→ WORK TO BE COMPLETED:
Give again the lines of the data from its first line through the line with "Great to see". Change nothing.
DATA TO PROCESS START
PR #11741, opened 2024-10-24
Fix yaml parsing in cloudformation deploy ui

Jesse-Bakker:
## Motivation

Yaml parsing in the cloudformation deploy ui failed because it tried to naively
parse yaml instead of using the cloudformation yaml parser. This would error
on tags like `!Ref`.

## Changes

Use the same parser as is used when not going through the deploy ui

## Testing

Use the deploy ui with a yaml cloudformation template using tags like `!Ref` to 
verify that it works


Jesse-Bakker:
I can't be bothered to ask my employer for permission to sign the CLA for a single-line fix

PR #11743, opened 2024-10-24
remove S3 legacy CI job

bentsku:
## Motivation
As we are planning to remove the S3 legacy implementation, we can already remove the S3 CI job, as I'd like to setup a job for the DynamoDB(Streams) v2 provider, and the CI service-specific job landscape is getting crowded.

## Changes
- remove the S3 legacy CI job

### DIFF
--- a/.circleci/config.yml
+++ b/.circleci/config.yml
@@ -461,36 +461,6 @@ jobs:
       - store_test_results:
           path: target/reports/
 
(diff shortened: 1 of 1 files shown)


alexrashed (approved):
Great to see that we clean up here as we really don't need the regression testing of a provider which will not even be contained in the next release anymore. 🧹 💯

PR #11746, opened 2024-10-24
remove s3 legacy provider

bentsku:
## Motivation

S3 v3 (fully native in LocalStack) has been the default since v3, and we deprecated and did not maintain the legacy v2 implementation and did not provide new features to it since then. 

For the v4 release, we are removing the implementation and the associated tests. 

## Changes
- remove all providers definition related to S3, as we now only support one default implementation
- remove all code associated with legacy
- remove all code related to the legacy implementation: skip markers and skip snapshot markers


alexrashed (approved):
Nice and clean deletion of the old S3 provider. 🧹 💯

PR #11757, opened 2024-10-28
Convert SQS test util into re-usable fixture sqs_collect_messages

joe4dev:
## Motivation

Collecting SQS messages is a common task in LocalStack testing and we don't have a re-usable fixture (across LS and LS-ext) yet. The fixture is used in a LS-ext PR for testing Pipes persistence.

## Changes

* Convert SQS helper util into re-usable fixture `sqs_collect_messages`

## Discussion

When should we use fixtures and when util/helper methods (passing in an aws_client)?

### DIFF
--- a/localstack-core/localstack/testing/pytest/fixtures.py
+++ b/localstack-core/localstack/testing/pytest/fixtures.py
@@ -6,7 +6,7 @@ import os
 import re
 import textwrap
 import time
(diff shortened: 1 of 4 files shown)


thrau (approved):
nice one! :100: it makes sense to me to have this as a re-usable fixture. i was looking briefly into making this into a boto waiter but found it to be too cumbersome, so just went for the fixture instead.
DATA TO PROCESS END
→ OUTPUT BELOW:
PR #11741, opened 2024-10-24
Fix yaml parsing in cloudformation deploy ui

Jesse-Bakker:
## Motivation

Yaml parsing in the cloudformation deploy ui failed because it tried to naively
parse yaml instead of using the cloudformation yaml parser. This would error
on tags like `!Ref`.

## Changes

Use the same parser as is used when not going through the deploy ui

## Testing

Use the deploy ui with a yaml cloudformation template using tags like `!Ref` to 
verify that it works


Jesse-Bakker:
I can't be bothered to ask my employer for permission to sign the CLA for a single-line fix

PR #11743, opened 2024-10-24
remove S3 legacy CI job

bentsku:
## Motivation
As we are planning to remove the S3 legacy implementation, we can already remove the S3 CI job, as I'd like to setup a job for the DynamoDB(Streams) v2 provider, and the CI service-specific job landscape is getting crowded.

## Changes
- remove the S3 legacy CI job

### DIFF
--- a/.circleci/config.yml
+++ b/.circleci/config.yml
@@ -461,36 +461,6 @@ jobs:
       - store_test_results:
           path: target/reports/
 
(diff shortened: 1 of 1 files shown)


alexrashed (approved):
Great to see that we clean up here as we really don't need the regression testing of a provider which will not even be contained in the next release anymore. 🧹 💯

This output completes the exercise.